* _WORK TO COMPLETE_
Search the data for the word "ThrowingAstVisitor" and copy every line that contains it.

* _SUPPLIED DATA_
___
PR #1313, opened 2023-11-07
Format fields and methods.

munificent:
Almost all of the real work was already done to handle variables and functions, so this just extends that to fields and methods defined in classes and covers a few loose ends:

- External declarations in their various forms.
- The covariant modifier on parameters and fields.
- Operator declarations (which apparently were never tested on the old style!).
- Getters and setters.
- The `static`, `abstract`, and `late` modifiers.

I also tweaked the cost heuristics around splitting between return types, parameter lists, and `=>` expression bodies. It looks pretty weird to split after a return type, so I made that more costly than splitting at the body or parameter list. That in turn led me to tweaking the cost to split a type parameter list since those also look bad when split.

I also decided to put the tests for member declarations inside declaration/ instead of member/. My impression is that there won't be a huge number of separate files in declaration/ and member/, so it's easier to just merge them together. Let me know what you think about that.

### DIFF
--- a/lib/src/front_end/ast_node_visitor.dart
+++ b/lib/src/front_end/ast_node_visitor.dart
@@ -415,7 +415,12 @@ class AstNodeVisitor extends ThrowingAstVisitor<void>
 
   @override
   void visitFieldDeclaration(FieldDeclaration node) {
-    throw UnimplementedError();
+    modifier(node.externalKeyword);
+    modifier(node.staticKeyword);
+    modifier(node.abstractKeyword);
+    modifier(node.covariantKeyword);
+    visit(node.fields);
+    token(node.semicolon);
   }
 
   @override
@@ -556,19 +561,14 @@ class AstNodeVisitor extends ThrowingAstVisitor<void>
 
   @override
   void visitFunctionDeclaration(FunctionDeclaration node) {
-    modifier(node.externalKeyword);
-
-    Piece? returnType;
-    if (node.returnType case var returnTypeNode?) {
-      visit(returnTypeNode);
-      returnType = pieces.split();
-    }
-
-    // TODO(tall): Get or set keywords for getters and setters.
-    if (node.propertyKeyword != null) throw UnimplementedError();
-    token(node.name);
-
-    finishFunction(returnType, node.functionExpression);
+    createFunction(
+        externalKeyword: node.externalKeyword,
+        returnType: node.returnType,
+        propertyKeyword: node.propertyKeyword,
+        name: node.name,
+        typeParameters: node.functionExpression.typeParameters,
+        parameters: node.functionExpression.parameters,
___
* _EXERCISE RESULT_
@@ -415,7 +415,12 @@ class AstNodeVisitor extends ThrowingAstVisitor<void>
@@ -556,19 +561,14 @@ class AstNodeVisitor extends ThrowingAstVisitor<void>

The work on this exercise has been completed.